### WHAT THIS TASK INVOLVES
Read through the listing below and return only the lines containing "hooks".

■ ■ ■ ■ ■ ■ ■

Issue #1072, opened 2024-06-07
FSDP2 + QLoRA: `NF4` dispatch error


jeromeku:
## FSDP2 + QLoRA: `NF4` Dispatch Error

Getting the following error when trying to run FSDP2 + QLoRA distributed fine-tuning:
```
[rank0]: NotImplementedError: NF4Tensor dispatch: attempting to run _c10d_functional.all_gather_into_tensor.default, this is not supported
```

Ran with the following command:
```
 tune run --nnodes=1 --nproc_per_node=2 lora_finetune_fsdp2 \
--config 7B_qlora_fsdp2.yaml
```
where `7B_qlora_fsdp2.yaml` is a local copy of `recipes/dev/7B_qlora_fsdp2.yaml`

`torch` and `torchao` are both nightly installs:
- torch: 2.4.0.dev20240603+cu121
- torchao: 0.2.0

## `fully_shard` wrapped units

When the model is wrapped with `fully_shard` [here](https://github.com/pytorch/torchtune/blob/1fa1f04baf124c074dcd93831fa38c8b657af1e9/recipes/dev/lora_finetune_fsdp2.py#L310-L321), the `lora` layers and `TransformerDecoderLayer` are individually wrapped, then the entire model (`TransformerDecoder`) is finally wrapped.  

Stepping through with a debugger, we can see that the top-level `FSDP` unit manages whatever has not been wrapped: the `tok_embeddings`, `RMSNorm` and `output projection` (same shape as the `embeddings` but not tied).  

Does this mean that these parameters will be `all-gathered` together?  That is, when the token embeddings are needed, the `RMSNorm` and `output projection` params will be gathered as well, even though they are at the start and end of the forward pass respectively and hence not needed at that time?

kartikayk:
@weifengpy or @awgu should have the most intelligent response to the the question. My understanding is that all modules in the root should be gathered together.

@weifengpy might also be able to comment on the NF4 issue

awgu:
@jeromeku regarding wrapped units, everything you said is correct! When you call `fully_shard(module)`, all parameters in `module.parameters()` becomes one group, except those already assigned to nested `fully_shard` call. (Here is the [code pointer](https://github.com/pytorch/pytorch/blob/5b3624117ac85a8dbd5486db27d23f2f5652289b/torch/distributed/_composable/fsdp/_fsdp_init.py#L73-L115) if you are interested.)

[...]

PR #1077, opened 2024-06-10
[QLoRA][FSDP2] saving state dict by upcasting NF4 to high precision

weifengpy:
saving state dict is the last piece of a functional distributed QLoRA. User need this to save model for inference or resume training
* unit test: `pytest -s tests/torchtune/utils/test_distributed.py -k state_dict`
* run recipe: `tune run --nnodes 1 --nproc_per_node 8 lora_finetune_fsdp2 --config llama2/7B_qlora epochs=1 max_steps_per_epoch=1 gradient_accumulation_steps=1`

This fixes NF4 dispatch error https://github.com/pytorch/torchtune/issues/1072
```[rank0]: NotImplementedError: NF4Tensor dispatch: attempting to run _c10d_functional.all_gather_into_tensor.default, this is not supported```

There are 2 options with pros and cons. This PR implements option 1

**option 1**: `get_full_model_state_dict` by calling `module.unshard()` -> `module.named_parameters()` -> `module.reshard()`
* Pros: un-blackbox upcasting so it's easy for user to customize. Avoid repeating FSDP2 all-gather logic by dispatching `all_gather_into` in `NF4Tensor` subclass
* Cons: we see `if NF4 ... else ...` in `get_full_model_state_dict`. We need to reserve memory for 1 TransformerBlock (it won't increase peak memory usage since fwd/bwd, see memory traces below)

**option 2**: `get_full_model_state_dict` by calling `DTensor(NF4).full_tensor()`. This requires dispatching `all_gather_into` in `NF4Tensor` subclass
* Pros: `get_full_model_state_dict` in TorchTune is the same across LoRA and QLoRA. The logic of  `DTensor(NF4).full_tensor()` will be hidden in TorchAO
* Cons: user need to change TorchAO in case upcasting NF4 to fp32 or turning off upcasting and save NF4 directly. dispatching `all_gather_into` repeats all-gather logic in FSDP2

**Memory traces for Option 1**: `module.unshard()` results in memory cost on 1 x TransformerBlock but it will not increase peak memory in fwd/bwd
Screenshot 2024-06-10 at 4 16 16 PM

### CODE REVIEW

File: torchtune/utils/_distributed.py [hunk 1]
```diff
@@ -345,12 +348,45 @@ def get_full_model_state_dict(
...
+        # Iterating from lowerer modules to higher
+        # Unsharding lora adapters before unsharding transformer block
+        for module_name, module in reversed(list(model.named_modules())):
+            if not isinstance(module, FSDPModule):
+                continue
+            module.unshard(async_op=False)
+            if is_rank_zero:
+                module_name = module_name.replace(f".{_CHECKPOINT_WRAPPED_MODULE}", "")
+                for local_fqn, param in module.named_parameters():
+                    local_fqn = local_fqn.replace(f".{_CHECKPOINT_WRAPPED_MODULE}", "")
```
ebsmothers, line 366: Is the need to replace `_CHECKPOINT_WRAPPED_MODULE` a consequence of our usage of the `apply_activation_checkpointing` API? And if so, can we remove this by switching to the torch.utils.checkpoint API? (Obviously not a concern for this PR, I am more just curious)

tests/torchtune/utils/test_distributed.py
```diff
@@ -397,6 +399,14 @@ def test_lora_state_dict(self):
 
     @gpu_test(gpu_count=2)
     def test_qlora_state_dict(self):
+        self.run_subtests(
+            {
+                "enable_activation_checkpointing": [False, True],
+            },
+            self._test_qlora_state_dict,
+        )
```
ebsmothers, line 407: nit: can just use `@pytest.mark.parametrize` for this? (Unless there's something about `FSDPTest` that precludes that, if so feel free to ignore this)

tests/torchtune/utils/test_distributed.py
```diff
@@ -411,28 +421,86 @@ def test_qlora_state_dict(self):
...
+        # fsdp model for saving state dict
+        fsdp_model_to_save = copy.deepcopy(base_model)
+        for m in fsdp_model_to_save.modules():
+            if enable_activation_checkpointing:
+                if isinstance(m, CheckpointWrapper):
+                    fully_shard(m)
+            else:
+                if isinstance(m, modules.TransformerDecoderLayer):
+                    fully_shard(m)
+        fully_shard(fsdp_model_to_save)
```
ebsmothers, line 444: The purpose here is to recreate the sharding of the QLoRA model, right? If so, why not shard LoRA layers first as is done elsewhere?

torchtune/utils/_distributed.py
```diff
@@ -345,12 +348,45 @@ def get_full_model_state_dict(
...
+    )
+    if has_nf4:
+        from torch.distributed._composable.fsdp.fully_shard import FSDPModule
+
+        # Iterating from lowerer modules to higher
+        # Unsharding lora adapters before unsharding transformer block
+        for module_name, module in reversed(list(model.named_modules())):
+            if not isinstance(module, FSDPModule):
+                continue
+            module.unshard(async_op=False)
```
ebsmothers, line 362: Is this line where your comment 

> We need to reserve memory for 1 TransformerBlock

is relevant? Also will we ever run into the case where we accidentally unshard the full model?

torchtune/utils/_distributed.py
```diff
@@ -345,12 +348,45 @@ def get_full_model_state_dict(
...
+            if is_rank_zero:
+                module_name = module_name.replace(f".{_CHECKPOINT_WRAPPED_MODULE}", "")
+                for local_fqn, param in module.named_parameters():
+                    local_fqn = local_fqn.replace(f".{_CHECKPOINT_WRAPPED_MODULE}", "")
+                    if len(module_name) > 0:
+                        full_fqn = module_name + "." + local_fqn
+                    else:
+                        full_fqn = local_fqn
+                    if full_fqn in cpu_state_dict:
+                        continue
```
ebsmothers, line 372: nit: I assume this is because we iterate over every param in every module bottoms-up? If so, can you just add a quick comment explaining this?

ebsmothers (approved):
Overall looks good! A few small questions/comments, but no major concerns.

tests/torchtune/utils/test_distributed.py
weifengpy: for exact QLoRA setup, I was actually thinking of using recipe test as the best place

for unit test and for best QPS, wrapping `TransformerDecoderLayer` is actually more optimal. I was wrapping LoRA to be fair with FSDP1 recipe. FSDP1 is base on flat-parameter and it has to wrap LoRA otherwise it cannot handle a mixing freezed and trainable parameters in one flat-parameter

torchtune/utils/_distributed.py
weifengpy: exactly! `module.unshard` is the reason of 1 x TransformerBlock

> accidentally unshard the full model

the unspoken knowledge is `module.unshard` is not recursive. if we call `.unshard` for root model, it will unshard tok_embeddings but NOT TransformerBlock

I also ensure we call unshard from lower module to higher module with `reversed(list(model.named_modules()))`. after `module.unshard(async_op=False)`, we always call `module.reshard()` to ensure freeing memory immediately

torchtune/utils/_distributed.py
weifengpy: you are right. `apply_activation_checkpointing` is polluting fqns and I have to get clean fqn by replacing str `_CHECKPOINT_WRAPPED_MODULE` 

If we use `torch.utils.checkpoint`, we would not need `_CHECKPOINT_WRAPPED_MODULE`

torchtune/utils/_distributed.py
weifengpy: you are right. I added comments to explain

PR #2765, opened 2025-05-27
[compile] Fix compile producing NaNs

IvanKobzarev:
* __->__ #2765

1/ moe/experts.py - dynamo compilation fails because of unbacked symints from tolist().

This results in IllegalMemoryAccess in flex_attention - disabling it for now, until the compilation is fixed to avoid hard failure

2/ flex_attention supports dynamic shapes compilation, and this also gives perf wins.

In my test for llama4 (+grouped_mm) on 4 gpus I got 
tps_per_gpu 471 -> 530

Running llama4 distributed compile for 50 iterations, no NaNs

Screenshot 2025-05-28 at 19 06 58


ebsmothers (approved):
Thanks for figuring this out!

Issue #2768, opened 2025-05-28
Deprecate code_llama2


krammnic:
**Why?**

[Codellama inference repository ](https://github.com/meta-llama/codellama) is not really updated for more than a year. This model is not really used in the modern research (even in the comparisons) and there is no business value in this model post-training. 

**Why not to still save it?**

Extra configs to update! Furthermore, according to the torchtune philosophy we want to be hackable. Hence, we don't need massive model zoo.

krammnic:
cc @pbontrager

PR #2770, opened 2025-05-28
Remove code_llama2

krammnic:
#### Context
- [ ] add a new feature
- [ ] fix a bug
- [ ] other (please add here)

#### Changelog
* #2768 

#### Test plan

#### UX


pbontrager:
Can you do a git grep for code llama? Any references in the ReadMe, docs, and unit tests should be removed too.

ebsmothers:
@pbontrager, @krammnic yeah sorry I was a bit imprecise in my comment. I agree that the proper thing to do here is do a formal deprecation. In this case I am OK to let it slide for two reasons: (1) this model was minimally used even when we first landed it, I suspect the risk of breakages due to an outright deletion is very small, and (2) we shouldn't make Mark suffer for my screwup. So let's go ahead with the deletion in this case, but in the future we should do a proper deprecation cycle.

krammnic:
Hopefully removed everything else

ebsmothers (approved):
Thanks for doing this! Once CI is green we can merge

Issue #2717, opened 2025-05-11
Improve `compile_model` logging output


joecummings:
## Context

In `torch.compile`, the kernel exploration and generation happens in the first iteration. Therefore, when you compile a model, the first iteration takes more time than the rest of the training.

In `compile_model` function we should improve the error message to read something like: "Compiling model layers with torch.compile. Expect a relatively slower first step". 

There may be some other mentions of this sprinkled throughout the codebase. These should be cleaned up so that the only reference happens in `compile_model`

## Acceptance Criteria

Update or add a unit test that checks for this output in the logs.

Muhammad-Rebaal:
Hi @joecummings !

Could you assign this issue to me ? I'd like to solve this one ?

Thank You !

joecummings:
> Hi [@joecummings](https://github.com/joecummings) !
> 
> Could you assign this issue to me ? I'd like to solve this one ?
> 
> Thank You !

@Muhammad-Rebaal you got it - thank yoU!

PR #2777, opened 2025-06-01
Improve torch.compile log message in compile_model

Vasist10:
#### Context
- [ ] add a new feature
- [x] fix a bug
- [ ] other (please add here)

Closes https://github.com/pytorch/torchtune/issues/2717

#### Changelog
-Updated the log message in torchtune/utils/compile_model.py to read:
   `"Compiling model layers with torch.compile. Expect a relatively slower first step."`

-Removed similar/sprinkled references elsewhere in the codebase to centralize this message.

*

#### Test plan

#### UX

### DIFF
--- a/recipes/knowledge_distillation_single_device.py
+++ b/recipes/knowledge_distillation_single_device.py
@@ -608,8 +608,6 @@ class KDRecipeSingleDevice(FTRecipeInterface):
         The core training loop.
         """
 
-        
-
         # Initialize tokens count and running loss (for grad accumulation)
         t0 = time.perf_counter()
         running_class_loss = 0
--- a/recipes/knowledge_distillation_single_device.py
+++ b/recipes/knowledge_distillation_single_device.py
@@ -570,7 +570,7 @@ class KDRecipeSingleDevice(FTRecipeInterface):
 
     def _loss_step(
         self, batch: dict[str, torch.Tensor]
-    ) ->tuple[torch.Tensor, torch.Tensor]:
+    ) -> tuple[torch.Tensor, torch.Tensor]:
         # Both are shape [b, s]
         tokens, labels = batch["tokens"], batch["labels"]
 
--- a/recipes/knowledge_distillation_single_device.py
+++ b/recipes/knowledge_distillation_single_device.py
@@ -8,7 +8,7 @@ import sys
 import time
 
 from functools import partial
-from typing import Any, Optional, Union, Tuple
+from typing import Any, Optional, Union
 from warnings import warn
 
 import torch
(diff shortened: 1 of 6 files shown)


salmanmohammadi:
Hi @Vasist10. Thank you for this contribution. I think this looks good, however, the test may be overkill here. If you could please remove the test I'm happy to merge this.

We can also remove the extra log [here](https://github.com/pytorch/torchtune/blob/5ecae863c099bb40a8758b3244cb17836bdf2623/recipes/ppo_full_finetune_single_device.py#L932), and in a similar place across a few of our other recipes. It seems like you mentioned this in your PR but didn't include the changes - could you take a pass at removing the additional logs in the recipes?

Vasist10:
Hi @SalmanMohammadi ,  
I've made the following changes :

- Removed the `torch.compile` log messages across files : 
- Removed the test from `test_utils.py`  
- Fixed the tuple return type in `_loss_step` to avoid the Pylance warning

Thank you

recipes/knowledge_distillation_single_device.py
```diff
@@ -8,7 +8,7 @@
 import time
 
 from functools import partial
-from typing import Any, Optional, Union
+from typing import Any, Optional, Union, Tuple
```
salmanmohammadi: You may need to update your pre-commit hooks as we have moved to PEP 585.

Vasist10:
Hey @SalmanMohammadi ,

Apologies for the failing check  in `_loss_step` — that was my mistake.

Would you prefer I revert this change and switch it back to the older version? Let me know, and I’ll update it right away. Thanks again for your guidance!

recipes/knowledge_distillation_single_device.py
Vasist10: should i change it the previous version which was like this :
`def _loss_step(
    self, batch: dict[str, torch.Tensor]
) -> (torch.Tensor, torch.Tensor):
`

or should i change it to this ? : `
def _loss_step(
    self, batch: dict[str, torch.Tensor]
) -> tuple[torch.Tensor, torch.Tensor]:
`

i just want to clarify it

SalmanMohammadi (approved):
@Vasist10 No worries at all! This looks good to me pending green CI.

salmanmohammadi:
@Vasist10 Could you run the pre-commit hooks locally and ensure they pass?

Vasist10:
hey @SalmanMohammadi ,
sorry for the disturbance, Earlier, I had added a test in test_compile_model.py to check the log output using caplog, but we later removed it during the review process. Right now, the PR description still mentions it.
Would you prefer I remove that line for clarity, or is it okay to leave it as-is?

PR #2778, opened 2025-06-02
Fix typing in _grad_scaler.py for nightly compatibility

nathan-az:
#### Context
- [ ] add a new feature
- [x] fix a bug
- [ ] other (please add here)

#### Changelog
Fixes the typing changes introduced in https://github.com/pytorch/pytorch/pull/154801

If we need `main` working with the stable pytorch 2.7.0 release, we will have to either not type and selectively disable type checking, or define the type in the file rather than importing.

#### Test plan

#### UX

### DIFF
--- a/torchtune/training/_grad_scaler.py
+++ b/torchtune/training/_grad_scaler.py
@@ -10,9 +10,15 @@ from typing import Optional
 import torch
 from torch import nn, Tensor
 from torch.distributed.tensor import DTensor
-from torch.nn.utils.clip_grad import _no_grad, _TensorOrTensors
+from torch.nn.utils.clip_grad import _no_grad
 from torch.utils._foreach_utils import _device_has_foreach_support, _has_foreach_support
 from torchtune.utils._logging import deprecated
+
+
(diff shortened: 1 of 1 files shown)


nathan-az:
Stable CI fails (as expected). @joecummings do we want to force this through and accept that `main` won't work with stable 2.7.0?

Alternative is I can just copy the definition of `_TensorOrTensors`, rather than relying on the import until 2.8.0 releases.

joecummings:
> Stable CI fails (as expected). @joecummings do we want to force this through and accept that `main` won't work with stable 2.7.0?
> 
> Alternative is I can just copy the definition of `_TensorOrTensors`, rather than relying on the import until 2.8.0 releases.

Since we are not on the same release cycle as PyTorch core, we have to ensure that our main at least _runs_ with stable and nightly. Although hacky, I would rely on a version check to do the import b/c that's easier to go back and crtl-find and replace when 2.8 is out.

nathan-az:
No worries, done. Let's see if they pass now.

Issue #2779, opened 2025-06-02
Proposal: reuse methods in recipes


Andrei-Aksionov:
Hi there 👋 

Back in March, I left a [comment](https://github.com/pytorch/torchtune/pull/2447#issuecomment-2710986457) under a PR that tries to refactor recipes, to make them simpler.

■ ■ ■ ■ ■ ■ ■

### COMPLETED EXERCISE
salmanmohammadi: You may need to update your pre-commit hooks as we have moved to PEP 585.
@Vasist10 Could you run the pre-commit hooks locally and ensure they pass?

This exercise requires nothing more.